September comes from the Latin month name meaning “seventh month” in the old Roman calendar.
September derives from the Latin septem, meaning seven, because in the original ten-month Roman calendar attributed to Romulus, it was the seventh month. When January and February were added and the calendar restructured, September became the ninth month but kept its numerical name — a beautiful etymological anachronism that has survived two millennia. As a personal name, September belongs to the rarefied category of calendar names used in the English-speaking world: a constellation that includes April, May, June, and August but very rarely reaches the autumn months.

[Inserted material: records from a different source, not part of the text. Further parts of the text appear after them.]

Issue #301, opened 2024-07-05
[Feature]: Support fetching the nonce from the stacks node


djordon:
# Feature - Support fetching the nonce from the stacks node

### 1.1 Context & Purpose

Since we have a decentralized multi-sig, we should rely on the stacks node for the nonce value. If it's wrong, our submitted transactions won't make it to the mempool.

The `GET /v2/accounts/<principal>` [endpoint](https://github.com/stacks-network/stacks-core/blob/master/docs/rpc-endpoints.md#get-v2accountsprincipal) can be used to get this information.

### 2.1 Acceptance Criteria:
   - [ ] Implement a function that can make `GET /v2/accounts/<principal>` requests.

PR #302, opened 2024-07-05
feat: fetching nonce from stacks node

djordon:
## Description

Closes https://github.com/stacks-network/sbtc/issues/301. Add a function that gets account information, including the nonce.

## Changes

* Adds a function that fetches the account info from a stacks node.

## Testing information

There is an integration test that does not run in CI. It was tested against a local stacks node.

### DIFF
--- a/signer/src/stacks/api.rs
+++ b/signer/src/stacks/api.rs
@@ -164,24 +164,19 @@ pub struct AccountInfo {
 
 /// Helper function for converting a hexidecimal string into an integer.
 fn parse_hex_u128(hex: &str) -> Result<u128, Error> {
-    let hex_str = if hex.starts_with("0x") {
-        &hex[2..]
-    } else {
-        hex
-    };
-
+    let hex_str = hex.strip_prefix("0x").unwrap_or(hex);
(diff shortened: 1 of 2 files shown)


signer/src/stacks/api.rs
```diff
@@ -150,6 +152,34 @@ pub enum SubmitTxResponse {
...
+    pub balance: u128,
+    /// The amount locked (stacked?) in micro-STX
+    pub locked: u128,
+    /// The last known nonce of the account.
+    pub nonce: u64,
+}
+
+/// Helper function for converting a hexidecimal string into an integer.
+fn parse_hex_u128(hex: &str) -> Result<u128, Error> {
+    let hex_str = hex.strip_prefix("0x").unwrap_or(hex);
```
netrome, line 167: Nit: We can skip the extra unwrap logic by using `trim_start_matches`.
```suggestion
    let hex_str = hex.trim_start_matches("0x");
```

netrome (approved):
Nice! Just one minor suggestion.

signer/src/stacks/api.rs
djordon: Oh, perfect! Thank you.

The name has appeared in literature and the arts with an otherworldly quality — it evokes harvest light, the last warmth before winter, back-to-school melancholy, and the particular clarity of early autumn skies. In popular culture, Earth, Wind & Fire's 1978 song "September" — which famously asks "Do you remember / The 21st night of September?" — gave the month name an enduring association with joy and communal memory.
The song's exuberant opening is one of the most recognized in American music, lending September a festive, golden-hour atmosphere. As a given name, September remains genuinely rare, which is part of its appeal for parents drawn to the month-and-season naming tradition who want something beyond the well-worn May or June. It works with particular magic for children born in that month, anchoring them to a season with a rich sensory vocabulary: amber leaves, cool mornings, the smell of apples. It is long for a name, which gives it weight and presence, and it nicknames naturally to Sept or Ember — the latter glowing with its own warm imagery.